My review of Ian Stewart’s review of my review of his book

A few months ago I was asked to review Do Dice Play God?, the latest book by mathematician and mathematics writer Ian Stewart.

Here are some excerpts from my review:

My favorite aspect of the book is the connections it makes in a sweeping voyage from familiar (to me) paradoxes, through modeling in human affairs, up to modern ideas in coding and much more. We get a sense of the different “ages of uncertainty”, as Stewart puts it.

But not all the examples work so well. The book’s main weakness, from my perspective, is its assumption that mathematical models apply directly to real life, without recognition of how messy real data are. That is something I’m particularly aware of, because it is the business of my field — applied statistics.

For example, after a discussion of uncertainty, surveys and random sampling, Stewart writes, “Exit polls, where people are asked who they voted for soon after they cast their vote, are often very accurate, giving the correct result long before the official vote count reveals it.” This is incorrect. Raw exit polls are not directly useful. Before they are shared with the public, the data need to be adjusted for non-response, to match voter demographics and election outcomes. The raw results are never even reported. The true value of the exit poll is not that it can provide an accurate early vote tally, but that it gives a sense of who voted for which parties once the election is over.
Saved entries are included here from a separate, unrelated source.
PR #123, opened 2017-04-06
Added hpd-complaints-problems to imports

rdlester:
We missed one last data set from JP's notebooks. This contains the actual complaint details for HPD complaints.


chrishenry:
👍

PR #124, opened 2017-04-06
Add BBL column to dob_permits

rdlester:
dob_permits had a boro name column we cleaned to a 2-letter code, but no numerical ID column. The new code adds this column, populates it from the code using a lookup table, then runs the existing BBL creation code.

### DIFF
--- a/data-imports/clean_utils.py
+++ b/data-imports/clean_utils.py
@@ -51,12 +51,43 @@ def clean_boro(table, column, replacements):
     """
     return '''
     UPDATE {table} SET {column} = preg_replace('/{mn}/i', 'MN', {column});
-    UPDATE {table} SET {column} = preg_replace('/{bk}/i', 'BK', {column});
-    UPDATE {table} SET {column} = preg_replace('/{si}/i', 'SI', {column});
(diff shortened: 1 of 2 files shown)


data-imports/clean_utils.py
```diff
@@ -51,13 +51,44 @@ def clean_boro(table, column, replacements):
...
+    """
+    columnid = column + 'id'
+    sql = ''
+    lookup_table = 'boroid_lookup'
+    if not table_exists(lookup_table):
+        sql = sql + """
+        CREATE TABLE {table} (
+            boro_code varchar(2),
+            boro_id int,
+            PRIMARY KEY(boro_code)
```
chrishenry, line 73: Would it be helpful to have the full borough name here?

rdlester: Not really - we're already running all the boro columns through the "clean_boro" SQL above, which replaces everything with the two-letter codes.

This table is also only meant to be used for this particular step, so it could probably be a temporary table, though it's not really taking much space as is.

chrishenry:
👍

It is also disappointing to see Stewart trotting out familiar misconceptions of hypothesis testing . . . Here’s how Stewart puts it in the context of an otherwise characteristically clearly described example of counts of births of boys and girls: “The upshot here is that p = 0.05, so there’s only a 5% probability that such extreme values arise by chance”; thus, “we’re 95% confident that the null hypothesis is wrong, and we accept the alternative hypothesis”. . . .

As I recall the baseball analyst Bill James writing somewhere, the alternative to good statistics is not no statistics: it’s bad statistics. We must design our surveys, our clinical trials and our meteorological studies with an eye to eliminating potential biases, and we must adjust the resulting data to make up the biases that remain. . . . One thing I like about Stewart’s book is that he faces some of these challenges directly. . . .

I believe that a key future development in the science of uncertainty will be tools to ensure that the adjustments we need to make to data are more transparent and easily understood. And we will develop this understanding, in part, through mathematical and historical examples of the sort discussed in this stimulating book.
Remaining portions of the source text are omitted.